7. The marketing world appears mostly unaware of its inevitable future role in stakeholder management and brand engagement, but that will begin to change. For the most part, the marketing world appears to view its role in ESG limited to how to incorporate “green” or corporate social responsibility into marketing messages. This inevitably will change because of the important role played by branding and communications in any form of people management, but it will take years because it’s not in the training or DNA of most people in marketing to look internally and focus on a 360-degree view of brands as outlined in the EEA’s Brand Engagement 360 report.
 
8. The march to Enterprise Engagement technology. Forget “tech stacks.” With the growing availability of simple, low-cost enterprise engagement technologies that seamlessly connect communications; referrals; surveys, feedback, and suggestions; learning and professional development; peer-to-peer and manager-to-peer recognition; DEI enhancement efforts, safety, and wellness, there is no reason for most organizations to deal with “tech stacks.” The technology exists today to align all the levers of employee engagement on a single platform for a fraction of the cost of customer relationship management and a clear ROI in terms of enhanced retention, referrals, productivity, quality, employee experiences, and more, not to mention more objective performance review tools.
 
9. Experiences count more than ever. The pandemic proved the enduring allure of shopping, with all signals pointing to a peak in the rapid shift to online shopping. Many of the outdoor activities, such as hiking, cycling, golf and driving ranges have backed off their peaks during the shutdowns but have remained more popular than before the pandemic. That said, there are fewer pile-ups at the driving ranges and parks now that shopping and entertainment is back, and there is every indication that in-person shopping and entertainment will return in direct proportion to feelings of safety.
 
10. Work at Home is here to say. Good luck to those companies or cities who hope to bring back the command-and-control model, because in most cases the best outcome will either be quiet-quitting or the need to pay more to attract and retain talent. Generally speaking, the pandemic indeed has made people more reflective about life choices, and spending 10 hours or more commuting is not top on the list of life favorites.

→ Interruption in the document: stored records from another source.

PR #987, opened 2019-01-24
Kurtwheeler/pin r version

kurtwheeler:
## Issue Number

N/A Came up cause R deps broke our builds again

In the course of #986 we realized that we had all our R packages pinned except the R language itself (probably due to confusion with the rlang package). This pins R to the version that Bioconductor 3.6 specifies as its target.

## Types of changes

## Functional tests

Unit tests work, it means R is installed

## Checklist

### DIFF
--- a/workers/dockerfiles/Dockerfile.smasher
+++ b/workers/dockerfiles/Dockerfile.smasher
@@ -6,7 +6,7 @@ RUN add-apt-repository ppa:apt-fast/stable
 RUN apt-get update -qq
 RUN apt-get -y install apt-fast
 
-# The packages related to R are somewhat weird, see the README for more details.w
+# The packages related to R are somewhat weird, see the README for more details.
 
 COPY workers/CRAN.gpg .
 RUN \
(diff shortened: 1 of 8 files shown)


kurtwheeler:
A common base image is actually a pretty good idea. It was super obnoxious to have to edit 7 files as I figured out small tweaks to them all.

workers/dockerfiles/Dockerfile.smasher
```diff
@@ -6,17 +6,7 @@ RUN add-apt-repository ppa:apt-fast/stable
...
-# https://cran.revolutionanalytics.com/bin/linux/ubuntu/xenial/
-# If it needs to be updated then a version should be selected from
-# that list.
-
-# I am not entirely sure what the difference between r-base and r-base
-# core is, except that r-base is supposed to have some extra utilities
-# which increases the size of the package. However we don't get a ton
-# of choice because trying to use r-base causes a "you have held
-# broken pacakges" error.
+# The packages related to R are somewhat weird, see the README for more details.w
```
Miserlou: .w

Issue #990, opened 2019-01-24
Add CORS headers to failed api responses 


arielsvn:
### Context

In order to consume the API we need some headers in the response, such as `Access-Control-Allow-Origin: *`

### Problem or idea

When the API fails with a 500 error code these headers are missing. Eg:

![image](https://user-images.githubusercontent.com/1882507/51702631-4b6cc400-1fe2-11e9-95d8-cebdd439d647.png)
![image](https://user-images.githubusercontent.com/1882507/51702784-a9011080-1fe2-11e9-85d0-e6f8a8423e8e.png)

A successful request with the headers:

![image](https://user-images.githubusercontent.com/1882507/51702652-57f11c80-1fe2-11e9-915a-d9b616a4c902.png)

### Solution or next step

I'm not sure how we would add these headers to the failed responses, tagging @Miserlou 

### New Issue Checklist

- [x] The title is short and descriptive.
- [x] You have explained the context that led you to write this issue.
- [x] You have reported a problem or idea.
- [x] You have proposed a solution or next step.

Miserlou:
Is this the result of the error code or the HTTP method?

arielsvn:
closed with https://github.com/AlexsLemonade/refinebio/issues/990

PR #991, opened 2019-01-24
Raise CORSMiddleware Higher In Order

Miserlou:
## Issue Number

https://github.com/AlexsLemonade/refinebio/issues/990

## Methods

Very small change, please confirm this is fixes your problem


Miserlou:
Never mind that, we can just set `CORS_ORIGIN_ALLOW_ALL` and be done with it since this is an API anyway.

This will lead to more strategic use of office of time and an enormous need for changing the composition of urban downtowns to greater mixed use. 
 
11. Humility will slowly emerge as the new CEO paradigm. The Jack Welch, Elon Musk models have taken a hit; the nation is generally ready for a kinder gentler, more humble form of management, such as leaders at companies like Coleen Wegman of Wegmans, Garry Ridge, CEO Emeritus, WD-40, Texas Roadhouse, the late Kent TaylorDan Schulman, Paypal CEO, who are quietly clear about their principals, goals, objectives so that both shareholders and other stakeholders can determine whether they wish to be a part of it.
 
12. Moving to an endemic phase. With multiple diseases flaring up, it appears we are moving to a state in which individuals will make their own decisions about vaccines, use of masks, travel, etc. It will be left to the states and localities to determine what to do in cases of hospital overload, with local mask mandates still occurring. It appears that the best stance for most businesses is to make sure their employees and other stakeholders have all the tools necessary to accommodate their personal need for safety, which could include caring for newborns or sickly loved ones, while respecting the need to respect personal choice.